> [Available data]
:::::
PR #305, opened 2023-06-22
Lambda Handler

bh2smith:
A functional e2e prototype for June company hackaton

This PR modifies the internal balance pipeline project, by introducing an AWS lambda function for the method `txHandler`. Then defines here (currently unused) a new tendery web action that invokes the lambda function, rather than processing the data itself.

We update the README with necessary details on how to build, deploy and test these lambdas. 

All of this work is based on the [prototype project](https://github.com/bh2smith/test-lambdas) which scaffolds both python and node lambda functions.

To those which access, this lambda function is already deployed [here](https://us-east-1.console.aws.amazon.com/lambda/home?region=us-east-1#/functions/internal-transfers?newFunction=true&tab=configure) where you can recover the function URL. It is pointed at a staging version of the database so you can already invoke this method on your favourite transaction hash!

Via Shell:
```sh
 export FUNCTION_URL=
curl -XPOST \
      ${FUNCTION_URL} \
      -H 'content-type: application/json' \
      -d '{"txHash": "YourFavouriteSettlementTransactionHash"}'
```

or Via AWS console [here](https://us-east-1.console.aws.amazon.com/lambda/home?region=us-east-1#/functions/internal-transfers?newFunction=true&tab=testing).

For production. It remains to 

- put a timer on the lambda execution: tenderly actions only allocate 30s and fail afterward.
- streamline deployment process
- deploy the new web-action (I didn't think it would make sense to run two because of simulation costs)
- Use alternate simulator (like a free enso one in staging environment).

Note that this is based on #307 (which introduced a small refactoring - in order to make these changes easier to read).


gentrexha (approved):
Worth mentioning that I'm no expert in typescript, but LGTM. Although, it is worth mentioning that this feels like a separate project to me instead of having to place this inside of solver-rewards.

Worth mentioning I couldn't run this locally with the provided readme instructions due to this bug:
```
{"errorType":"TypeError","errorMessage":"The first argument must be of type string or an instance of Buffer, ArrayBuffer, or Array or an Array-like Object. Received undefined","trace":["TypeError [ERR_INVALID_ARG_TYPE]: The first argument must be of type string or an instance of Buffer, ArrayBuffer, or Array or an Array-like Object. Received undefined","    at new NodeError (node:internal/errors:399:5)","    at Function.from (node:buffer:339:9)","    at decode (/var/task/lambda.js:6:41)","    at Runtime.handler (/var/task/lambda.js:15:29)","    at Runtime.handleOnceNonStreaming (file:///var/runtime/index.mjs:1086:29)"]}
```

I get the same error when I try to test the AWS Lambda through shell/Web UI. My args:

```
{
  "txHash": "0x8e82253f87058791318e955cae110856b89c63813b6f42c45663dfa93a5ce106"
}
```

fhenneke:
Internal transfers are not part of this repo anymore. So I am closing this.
:::::
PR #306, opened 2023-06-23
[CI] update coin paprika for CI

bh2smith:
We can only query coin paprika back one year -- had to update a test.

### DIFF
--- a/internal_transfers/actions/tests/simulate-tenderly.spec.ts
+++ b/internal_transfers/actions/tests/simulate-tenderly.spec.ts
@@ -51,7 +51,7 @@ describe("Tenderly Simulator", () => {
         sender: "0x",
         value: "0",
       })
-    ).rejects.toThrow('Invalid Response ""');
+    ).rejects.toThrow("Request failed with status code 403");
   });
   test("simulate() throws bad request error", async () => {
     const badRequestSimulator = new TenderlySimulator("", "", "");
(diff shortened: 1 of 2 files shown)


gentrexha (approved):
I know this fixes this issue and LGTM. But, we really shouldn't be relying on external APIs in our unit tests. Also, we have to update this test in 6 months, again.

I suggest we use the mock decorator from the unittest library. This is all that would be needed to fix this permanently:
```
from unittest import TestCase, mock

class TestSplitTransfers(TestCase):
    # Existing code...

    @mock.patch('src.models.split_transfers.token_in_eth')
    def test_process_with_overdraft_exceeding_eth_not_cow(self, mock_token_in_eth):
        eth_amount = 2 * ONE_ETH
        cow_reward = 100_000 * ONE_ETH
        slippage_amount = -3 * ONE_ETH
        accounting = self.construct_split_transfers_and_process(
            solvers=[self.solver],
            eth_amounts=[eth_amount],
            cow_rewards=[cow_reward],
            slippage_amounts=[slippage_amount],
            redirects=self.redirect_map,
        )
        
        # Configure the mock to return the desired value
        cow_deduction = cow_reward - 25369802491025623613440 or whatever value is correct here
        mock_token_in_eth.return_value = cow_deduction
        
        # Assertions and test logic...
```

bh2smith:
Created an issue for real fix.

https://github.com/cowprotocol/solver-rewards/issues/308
:::::
> [Try it]
Check each line of the entries above, and show every one holding the word "project".

> [Reply]
This PR modifies the internal balance pipeline project, by introducing an AWS lambda function for the method `txHandler`. Then defines here (currently unused) a new tendery web action that invokes the lambda function, rather than processing the data itself.
All of this work is based on the [prototype project](https://github.com/bh2smith/test-lambdas) which scaffolds both python and node lambda functions.
Worth mentioning that I'm no expert in typescript, but LGTM. Although, it is worth mentioning that this feels like a separate project to me instead of having to place this inside of solver-rewards.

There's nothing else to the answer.